Information supplied:
☆ ☆ ☆ ☆
PR #4003, opened 2025-02-06
Missing Shape Inference for Prod

keshavj-cerebras:
Added required but missing Shape inference for `aten.prod`


prateekgu-cerebras (approved):
LGTM!

PR #4010, opened 2025-02-07
Generalize the PyTorch avg_pool linalg lowering algorithm for the case where count_include_pad = false.

ivangarcia44:
Currently the avg_pool2d PyTorch operation supports the cases where count_include_pad is true and false, but the avg_pool1d and avg_pool3d only the true case is supported (which is simpler).

The count_include_pad = false support for avg_pool2d was added by @AmosLewis in this change (reviewed by @rsuderman and @nirvedhmeshram) : https://github.com/llvm/torch-mlir/pull/3235

In this change I generalized the logic added above. I also did some refactoring to the original code to reduce the size of the functions and to avoid redundancy when possible.

@sahas3 @dixinzhou @rafaelubal


lib/Conversion/TorchToLinalg/Pooling.cpp
```diff
@@ -829,6 +830,251 @@ class ConvertAtenMaxUnpool3dOp final
...
+  Value ODimDDim;
+  Value IDim0;
+  Value IDim;
+  Value IDim0KDim;
+  Value IDimPadDim;
+  Value IDim1;
+  Value IDim1IDims0;
+  Value IDim0Clamped;
+  Value IDim1Clamped;
+  Value IDim1_IDim0;
```
sahas3, line 875: Can you add some comments to explain what these variables are? For example, what's the difference between the similarly named variables `IDim1IDims0` and `IDim1_IDim0`.

lib/Conversion/TorchToLinalg/Pooling.cpp
```diff
@@ -829,6 +830,251 @@ class ConvertAtenMaxUnpool3dOp final
...
+}
+} // namespace
+
+namespace {
+// This structure, used solely in PoolSizeCalculator, provides
+// the intermediate values for each dimension to compute the
+// divisor of the average pooling operator.
+struct PoolSizeValues {
+  int64_t SpatialDimsInt64;
+  int64_t DimSpatialInt;
```
sahas3, line 860: It'll be good to be consistent with the naming, one has `Int64` but the other has `Int`, on the other hand none of the other names has the type in them.

lib/Conversion/TorchToLinalg/Pooling.cpp
```diff
@@ -829,6 +830,251 @@ class ConvertAtenMaxUnpool3dOp final
...
+}
+
+template <int NumOfDims>
+Value PoolSizeCalculator<NumOfDims>::getPoolSize(
+    OpBuilder &b, SmallVectorImpl<Value> &kernelSizeIntValues,
+    SmallVectorImpl<int64_t> &strideInts,
+    SmallVectorImpl<int64_t> &paddingInts) {
+  Value poolSize;
+
+  Value cstZero = rewriterHandle.create<arith::ConstantOp>(
```
sahas3, line 933: I think you can use `Opbuilder b` here instead of `rewriterHandle` -- no need to store it as a class property then.

lib/Conversion/TorchToLinalg/Pooling.cpp
```diff
@@ -829,6 +830,251 @@ class ConvertAtenMaxUnpool3dOp final
...
+      location, rewriterHandle.getI64IntegerAttr(0));
+
+  for (int i = 0; i < NumOfDims; ++i) {
+    dims[i].IndexODim =
```
sahas3, line 937: Is there a need to store all these values for each iteration?

projects/pt1/python/torch_mlir_e2e_test/test_suite/pooling.py
```diff
@@ -1460,6 +1460,66 @@ def AvgPool3dStaticModule_basic(module, tu: TestUtils):
     module.forward(tu.rand(2, 2, 4, 4, 4, low=-1))
 
 
+class AvgPool3dCountIncludePadFalse(torch.nn.Module):
+
+    def __init__(self):
+        super().__init__()
+        self.ap2d = torch.nn.AvgPool3d(
```
sahas3, line 1467: ap3d is better suited than ap2d

lib/Conversion/TorchToLinalg/Pooling.cpp
```diff
@@ -829,6 +830,251 @@ class ConvertAtenMaxUnpool3dOp final
 };
 } // namespace
 
+namespace {
+// The following structures and the adsfdasf method
```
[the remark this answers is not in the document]
ivangarcia44: Yes, I usually do this as a place holder to copy paste the ID name in the comment. In this case it was getNumOfDims. Thanks!

lib/Conversion/TorchToLinalg/Pooling.cpp
```diff
@@ -829,6 +830,251 @@ class ConvertAtenMaxUnpool3dOp final
...
+namespace {
+// This is a helper class to create the pooling size value
+// used in the divisor of the average pooling operator.
+template <int NumOfDims> class PoolSizeCalculator {
+public:
+  PoolSizeCalculator(Value self, Value sumPool,
+                     ConversionPatternRewriter &rewriter, Location loc);
+
+  // The algorithm for computing the divisor with
+  // count_include_pad is manily based on pytorch
```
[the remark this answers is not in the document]
ivangarcia44: Corrected, thanks

lib/Conversion/TorchToLinalg/Pooling.cpp
ivangarcia44: These are intermediate variables for the average pooling divisor computation. Originally the code use height and width instead of Dim. For example IDim1IDims0 was named something like Ih1IH0 and Iw1Iw0. The original code did not had comments for the names but they point to the algorithm where this is based from in the PyTorch average pooling algorithm here (which do not have comments on the variables as well): https://github.com/pytorch/pytorch/blob/4a6dfbe4806b361c43210dfd56db64c4097c66bb/aten/src/ATen/native/cpu/AvgPoolKernel.cpp#L78

I modified the comments above all these variables to clarify to clarify this a little. 

// This structure, used solely in PoolSizeCalculator, provides
// the intermediate values for each dimension to compute the
// divisor of the average pooling operator.
// See the link below for the PyTorch implementation where
// this is derived from:
// https://github.com/pytorch/pytorch/blob/4a6dfbe4806b361c43210dfd56db64c4097c66bb/aten/src/ATen/native/cpu/AvgPoolKernel.cpp#L78
// Dim below stands for spatial dimension. Prior to the February
// 2025 change, these variables used "height" and "width" (or
// "h" and "w") in these intermediate variables instead of "Dim".

I think pad, clamping and index are obvious. I don't know what the "I" stands for, it could be input. The numbers I suppose are arbitrary to have different values on the temporary variables. 

For the difference between IDim1IDims0 and IDim1_IDim0, I renamed the later to be IDim1_IDim0_Clamped. The former uses IDim1 and IDim0, and the later uses the clamped versions of the. Adding Clamped on them should help.

lib/Conversion/TorchToLinalg/Pooling.cpp
ivangarcia44: Originally these were named wDim/hDim and dimH/dimW respectively. I should not have add the type in them. Removed the flipping of labels to differentiate them. I don't think this help. Instead I renamed them to indicate where these dimension sizes come from:

  int64_t DimSizeFromSelfType;
  int64_t DimSizeFromSumPoolType;
  
  You can see in the code snipped below where they are calculated from:
  
    const int64_t selfRank = selfType.getRank();
  RankedTensorType sumPoolType = cast<RankedTensorType>(sumPool.getType());
  const int64_t rank = sumPoolType.getRank();

  // Store dimensions in this order:
  // 0 => width, 1 => height, 2 => depth
  for (int i = 0; i < NumOfDims; ++i) {
    dims[i].DimSizeFromSelfType = toPositiveDim(-(i + 1), selfRank);
    dims[i].InputSpatialDimValues =
        getDimOp(rewriterHandle, location, self, dims[i].DimSizeFromSelfType);
    dims[i].DimSizeFromSumPoolType = toPositiveDim(-(i + 1), rank);
  }

lib/Conversion/TorchToLinalg/Pooling.cpp
ivangarcia44: Makes sense; I was able to localize most of these variables.

projects/pt1/python/torch_mlir_e2e_test/test_suite/pooling.py
ivangarcia44: Corrected typo here and in the other AvgPool3D case as well. The AvgPool1D tests were fine. Thanks

lib/Conversion/TorchToLinalg/Pooling.cpp
ivangarcia44: Did this correction, thanks.

projects/pt1/e2e_testing/xfail_sets.py
```diff
@@ -3386,6 +3390,8 @@
     "AtenKthvalueKeepDimModule_basic",
     "AtenKthvalueModule_basic",
     "AvgPool3dStaticModule_basic",
+    "AvgPool3dCountIncludePadFalse_basic",
+    "AvgPool3dCountIncludePadFalseWithoutPadding_basic",
```
sahas3, line 3394: Do the 1d tests not fail for `fx_importer_tosa` ? I thought the `count_pad = false` is only supported for `linalg_on_tensors` pipeline.

lib/Conversion/TorchToLinalg/Pooling.cpp
```diff
@@ -829,6 +830,224 @@ class ConvertAtenMaxUnpool3dOp final
...
+    SmallVector<AffineMap> &indexingMapsAvg,
+    SmallVector<utils::IteratorType> &iteratorTypesAvg) {
+  Location loc = op->getLoc();
+
+  Type resultElementType = cast<RankedTensorType>(resultType).getElementType();
+
+  Value divisor = kernelSizeIntValues[0];
+  for (uint32_t i = 1; i < kernelSizeIntValues.size(); ++i) {
+    divisor =
+        rewriter.create<arith::MulIOp>(loc, divisor, kernelSizeIntValues[i]);
```
sahas3, line 1023: `createOrFold` instead of `create` will be able to fold the op for constant kernels

lib/Conversion/TorchToLinalg/Pooling.cpp
```diff
@@ -829,6 +830,224 @@ class ConvertAtenMaxUnpool3dOp final
...
+  }
+  if constexpr (!std::is_same<OpTy, AtenAvgPool1dOp>()) {
+    divisor = isa<Torch::NoneType>(op.getDivisorOverride().getType())
```
sahas3, line 1026: will be good to add a comment that 2d/3d versions have optional divisor_override attribute but 1d does not

ivangarcia44: Added this comment:
  // Only average pooling 2D/3D have optional divisor override.

projects/pt1/e2e_testing/xfail_sets.py
ivangarcia44: The 1D tests do not fail with these commands:
python -m e2e_testing.main --config=fx_importer
python -m e2e_testing.main --config=fx_importer_tosa
bash build_tools/ci/test_posix.sh nightly

However, if the 3D lines above are removed, they will fail with this command:

python -m e2e_testing.main --config=fx_importer

I removed the new entries from the TOSA_PASS_SET. Everything passes without them. I added them originally while experiment what was causing the tests failure.

ivangarcia44:
Hi @rsuderman @AmosLewis , would it be ok to merge this change?

ivangarcia44:
Closing merge request. Will create a new one to avoid the merge issue.

ivangarcia44:
@AmosLewis  @rsuderman @sahas3 @dixinzhou 

Please review the new merge request here: https://github.com/llvm/torch-mlir/pull/4035

PR #4012, opened 2025-02-10
Lowering to linalg for AtenCol2ImOp

gdehame:
Added a lowering to linalg for the torch.aten.col2im operation.
    Added a unit test to verify the lowering.

### DIFF
--- a/lib/Conversion/TorchToLinalg/DataMovement.cpp
+++ b/lib/Conversion/TorchToLinalg/DataMovement.cpp
@@ -24,6 +24,7 @@
 #include "torch-mlir/Dialect/Torch/IR/TorchOps.h"
 #include "torch-mlir/Dialect/Torch/Utils/TorchUpstream.h"
 #include "torch-mlir/Dialect/Torch/Utils/Utils.h"
+#include "torch-mlir/Dialect/TorchConversion/IR/TorchConversionOps.h"
 #include "llvm/ADT/APInt.h"
 
 #include <numeric>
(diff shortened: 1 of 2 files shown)


sahas3:
Hi @gdehame, thanks for the submission.

I'm yet to review the code -- just leaving one high-level feedback. How does this op appear in the IR through the `fx.export_and_import` API usage? With the source pytorch program, it'll be good to also add an e2e test for numerical verification as well.

lib/Conversion/TorchToLinalg/DataMovement.cpp
```diff
@@ -2789,6 +2790,269 @@ SmallVector<StringRef> ConvertSparseOperatorOp::legalizedNames = {
...
+                  ConversionPatternRewriter &rewriter) const override {
+    // Retrieve the hyperparameters
+    Value input = col2imOp.getSelf();
+    if (!(col2imOp.getOutputSize().getDefiningOp() &&
+          isa<Torch::PrimListConstructOp>(
+              col2imOp.getOutputSize().getDefiningOp())))
+      return failure();
+
+    Torch::PrimListConstructOp outputSizes = cast<Torch::PrimListConstructOp>(
+        col2imOp.getOutputSize().getDefiningOp());
```
sahas3:
```suggestion
    auto outputSizes = col2imOp.getOutputSize().getDefiningOp<Torch::PrimListConstructOp>();
    if (!outputSizes)
       return failure();
```

lib/Conversion/TorchToLinalg/DataMovement.cpp
```diff
@@ -2789,6 +2790,269 @@ SmallVector<StringRef> ConvertSparseOperatorOp::legalizedNames = {
...
+    int height =
+        cast<Torch::ConstantIntOp>(outputSizes->getOperand(0).getDefiningOp())
+            .getValue();
+    int width =
+        cast<Torch::ConstantIntOp>(outputSizes->getOperand(1).getDefiningOp())
+            .getValue();
+    if (!(col2imOp.getPadding().getDefiningOp() &&
+          isa<Torch::PrimListConstructOp>(
+              col2imOp.getPadding().getDefiningOp())))
+      return failure();
```
sahas3: Here also similar suggestion about grabbing the def op at once and verifying it exists can be implemented as mentioned above.

lib/Conversion/TorchToLinalg/DataMovement.cpp
```diff
@@ -2789,6 +2790,269 @@ SmallVector<StringRef> ConvertSparseOperatorOp::legalizedNames = {
...
+
+    Torch::PrimListConstructOp paddings =
+        cast<Torch::PrimListConstructOp>(col2imOp.getPadding().getDefiningOp());
+
+    if (!(paddings.getNumOperands() == 2 &&
```
sahas3: Similar comment here and elsewhere too.

lib/Conversion/TorchToLinalg/DataMovement.cpp
```diff
@@ -2789,6 +2790,269 @@ SmallVector<StringRef> ConvertSparseOperatorOp::legalizedNames = {
...
+        cast<Torch::ConstantIntOp>(strides->getOperand(1).getDefiningOp())
+            .getValue();
+
+    // Create intermediate buffers
+    TensorType outputType =
+        cast<Torch::ValueTensorType>(col2imOp.getType()).toBuiltinTensor();
+    Type elementType = outputType.getElementType();
+    Value outputBuffer = tensor::EmptyOp::create(
+        rewriter, col2imOp->getLoc(),
+        ArrayRef<int64_t>{outputType.getDimSize(0), outputType.getDimSize(1),
```
sahas3, line 2926: I think assumption here is that `outputType` dims 0 and 1 are static but that is not explicitly checked anywhere.

lib/Conversion/TorchToLinalg/DataMovement.cpp
```diff
@@ -2789,6 +2790,269 @@ SmallVector<StringRef> ConvertSparseOperatorOp::legalizedNames = {
...
+    // The body of the linalg.generic op
+    auto body = [&](OpBuilder &b, Location loc, ValueRange args) {
+      Value acc =
+          (elementType.isInteger())
+              ? arith::AddIOp::create(b, loc, args[0], args[3]).getResult()
+              : (isa<mlir::FloatType>(elementType)
+                     ? arith::AddFOp::create(b, loc, args[0], args[3])
+                           .getResult()
+                     : complex::AddOp::create(b, loc, args[0], args[3])
+                           .getResult());
```
sahas3: These nested tertiary ops are hard to read (here and in other places). Can you break this down?

lib/Conversion/TorchToLinalg/DataMovement.cpp
```diff
@@ -2789,6 +2790,269 @@ SmallVector<StringRef> ConvertSparseOperatorOp::legalizedNames = {
...
+                    verticalStride,
+            1 + ((paddedWidth - 1 - (kernelWidth - 1) * horizontalDilation)) /
+                    horizontalStride},
+        elementType);
+    assert(((isa<ComplexType>(elementType) &&
+             (cast<ComplexType>(elementType).getElementType().isInteger() ||
+              isa<mlir::FloatType>(
+                  cast<ComplexType>(elementType).getElementType()))) ||
+            isa<mlir::FloatType>(elementType) || elementType.isInteger()) &&
+           "Not implemented yet\n");
```
sahas3: This can be checked before starting to create any new ops in the IR and `failure()` can be returned for this unsupported case instead of an assert.

lib/Conversion/TorchToLinalg/DataMovement.cpp
```diff
@@ -2789,6 +2790,269 @@ SmallVector<StringRef> ConvertSparseOperatorOp::legalizedNames = {
...
+
+    TypedAttr init0 =
+        elementType.isInteger()
```
sahas3: integer/complex types are not being tested. I'd suggest adding e2e tests for testing those combinations

lib/Conversion/TorchToLinalg/DataMovement.cpp
gdehame: Done, thanks!

lib/Conversion/TorchToLinalg/DataMovement.cpp
gdehame: Done, thanks!

lib/Conversion/TorchToLinalg/DataMovement.cpp
gdehame: Done, thanks!

lib/Conversion/TorchToLinalg/DataMovement.cpp
gdehame: I added a check, thanks!

lib/Conversion/TorchToLinalg/DataMovement.cpp
gdehame: Done, thanks!

lib/Conversion/TorchToLinalg/DataMovement.cpp
gdehame: Done, thanks!

lib/Conversion/TorchToLinalg/DataMovement.cpp
gdehame: I started doing so and realized the integer case is bugged due to using `arith.constant` to generate a 0 constant of possibly (un)signed int which is not allowed.
I'll work on this further next week-end

gdehame:
> Hi @gdehame, thanks for the submission.
> 
> I'm yet to review the code -- just leaving one high-level feedback. How does this op appear in the IR through the `fx.export_and_import` API usage? With the source pytorch program, it'll be good to also add an e2e test for numerical verification as well.

This came up during an internship I was doing last year, I completely forgot about the exact setup and example. I'll try to recreate one during the week-end

lib/Conversion/TorchToLinalg/DataMovement.cpp
gdehame: I updated the PR with additional tests and fixed the lowering

gdehame:
> > Hi @gdehame, thanks for the submission.
> > I'm yet to review the code -- just leaving one high-level feedback. How does this op appear in the IR through the `fx.export_and_import` API usage? With the source pytorch program, it'll be good to also add an e2e test for numerical verification as well.
> 
> This came up during an internship I was doing last year, I completely forgot about the exact setup and example. I'll try to recreate one during the week-end

Here is an example:
```
from torch_mlir import fx
from torch_mlir.compiler_utils import OutputType
import torch
import numpy as np

fold = torch.nn.Fold((14, 30), (2, 2), (1, 1), (1, 1), (2, 2))

print(
    fx.export_and_import(
        torch.export.export(fold, (torch.tensor(np.zeros((1, 12, 128))),)),
        output_type=OutputType.LINALG_ON_TENSORS,
    )
)
```

PR #4015, opened 2025-02-10
refactor(ONNX): standardizes newest TorchOnnxToTorch helpers

bjacobgordon:
- extracts out two more helpers with potentially broad usage
- standardizes their function signatures for future use with ImplicitLocOpBuilder


bjacobgordon:
Hey, @zjgarvey, this is a small follow-up to #3987 where I had prematurely introduced these changes.

bjacobgordon:
@zjgarvey, thanks for looknig at this!

Skipping this as discussed:
- Helper functions would be better off in more centralized location
- Would have to document how to find and leverage them
- Would need to be higher up the priority list

PR #4016, opened 2025-02-11
[TOSA] TOSA updates for LLVM hash a854c26

justin-ngo-arm:
PR summary:
- [TOSA] Update tosa.mul's `shift` as input
- [TOSA] Update tosa.slice's start and size to !tosa.shape type
- [TOSA] Refactor: Use tosaCastTensorToType() function to create tosa.cast
- [TOSA] Update tosa.reshape's `shape` as a !tosa.shape input


vivekkhandelwal1:
Hi @justin-ngo-arm, I have just one small request for future reference. It would be slightly easier for me (or for others) if you could have one single commit comprising fixes corresponding to an LLVM hash.

PR #4021, opened 2025-02-12
Add a CMake option to enable TOSA. Default to ON.

### LINKED ISSUE #4019: Make building TOSA support optional
Similar components in torch-mlir are already optional: https://github.com/llvm/torch-mlir/blob/a9a1355c98caddf30b220755b558f01fa1e5ee05/CMakeLists.txt#L37-L45

This would allow downstream projects that only depend on certain parts of torch-mlir to not pay the costs (binary size, build time, compiler support, etc.) for more than they use.

Making the component optional would involve plumbing across quite a few files: https://github.com/search?q=repo%3Allvm%2Ftorch-mlir%20TORCH_MLIR_ENABLE_STABLEHLO&type=code. Some refactoring could make that easier. For example, see how IREE has a plugin system: https://github.com/iree-org/iree/tree/main/compiler/plugins/input and top level options that choose which plugins are included: https://github.com/iree-org/iree/blob/99304ff016d0ee0f742b620fef59ae1cd9706899/CMakeLists.txt#L412-L431.

bjacob:
Fixes #4019.


bjacob:
FYI @justin-ngo-arm (somehow, I can't add you as reviewer).

justin-ngo-arm:
@bjacob This looks reasonable to me. You can add @sjarus as a reviewer as he has merge access to this repo.

sjarus (approved):
Looks reasonable to me with default ON.

lib/CMakeLists.txt
```diff
@@ -33,7 +32,11 @@ set(LinkedLibs
 )
 
 if(TORCH_MLIR_ENABLE_STABLEHLO)
-list(APPEND LinkedLibs StablehloLinalgTransforms StablehloPasses)
+  list(APPEND LinkedLibs StablehloLinalgTransforms StablehloPasses)
+endif()
+
+if (TORCH_MLIR_ENABLE_TOSA)
```
ScottTodd, line 38: nit: CMake style (fine to ignore if this is the only change)
```suggestion
if(TORCH_MLIR_ENABLE_TOSA)
```

lib/Dialect/TorchConversion/Transforms/Passes.cpp
```diff
@@ -18,7 +18,9 @@
 #include "torch-mlir/Conversion/TorchToSCF/TorchToSCF.h"
 #include "torch-mlir/Conversion/TorchToTMTensor/TorchToTMTensor.h"
 #include "torch-mlir/Conversion/TorchToTensor/TorchToTensor.h"
+#ifdef TORCH_MLIR_ENABLE_TOSA
```
ScottTodd, line 21: How about moving both `#ifdef`s to a separate include block? Right now they are in the middle of other includes, I guess to keep them alphabetical?

```c++
#include "torch-mlir/Conversion/TorchToTMTensor/TorchToTMTensor.h"
#include "torch-mlir/Conversion/TorchToTensor/TorchToTensor.h"
#include "torch-mlir/Dialect/Torch/Transforms/Passes.h"

#ifdef TORCH_MLIR_ENABLE_TOSA
#endif

#ifdef TORCH_MLIR_ENABLE_STABLEHLO
#include "stablehlo/transforms/Passes.h"
#include "torch-mlir/Conversion/TorchToStablehlo/TorchToStablehlo.h"
#endif
```

lib/InitAll.cpp
```diff
@@ -19,7 +19,9 @@
 #include "mlir/Dialect/SparseTensor/IR/SparseTensor.h"
 #include "mlir/Dialect/Tensor/IR/Tensor.h"
 #include "mlir/Dialect/Tensor/IR/TensorInferTypeOpInterfaceImpl.h"
+#ifdef TORCH_MLIR_ENABLE_TOSA
 #include "mlir/Dialect/Tosa/IR/TosaOps.h"
+#endif
```
ScottTodd, line 24: Similar comment here, could move this down next to
```c++
#ifdef TORCH_MLIR_ENABLE_STABLEHLO
#include "stablehlo/conversions/linalg/transforms/Passes.h"
#include "stablehlo/transforms/Passes.h"
#endif
```

ScottTodd (approved):

lib/Dialect/TorchConversion/Transforms/Passes.cpp
bjacob: I was being paranoid. A bunch of `#include` lines in C++ is like a house of cards.  But since you ask for it...

ScottTodd: If the ordering is load bearing, that's worth documenting too. I share your paranoia :D

PR #4024, opened 2025-02-13
Add -DPython_FIND_VIRTUALENV=ONLY to cmake configure instructions

giacs-epic:
Required because `externals/llvm-project/mlir/cmake/modules/MLIRDetectPythonEnv.cmake` also looks for `Python` other than `Python3`.


marbre (approved):
Seems there is now also some code upstream to warn about this
https://github.com/llvm/llvm-project/blob/f427890a1dcd7759240568f189df8fbbcf23669c/mlir/cmake/modules/MLIRDetectPythonEnv.cmake#L30-L38

I guess there could be other solutions that set the one depending on the other. This rather adds more band aid but this is probably better than leaving as is.

marbre:
Can you resolve the conflicts @giacs-epic?

marbre:
I just realized that #4004 seems more complete that this, thus rather going to land #4004. However, thanks for sending a PR @giacs-epic!

PR #564, opened 2017-02-24
Fix configuration path in main page

anthonynguyen:
`XDG_USER_CONFIG_DIR` is typically `~/.config` rather than `~/.local`


DaveDavenport:
thanks, that is a silly mistake :smile: It should have been ~/.config/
☆ ☆ ☆ ☆
Task statement:
When a line of the records holds the word "above", copy that line.

Answer section:
In this change I generalized the logic added above. I also did some refactoring to the original code to reduce the size of the functions and to avoid redundancy when possible.
I modified the comments above all these variables to clarify to clarify this a little. 
However, if the 3D lines above are removed, they will fail with this command:
sahas3: Here also similar suggestion about grabbing the def op at once and verifying it exists can be implemented as mentioned above.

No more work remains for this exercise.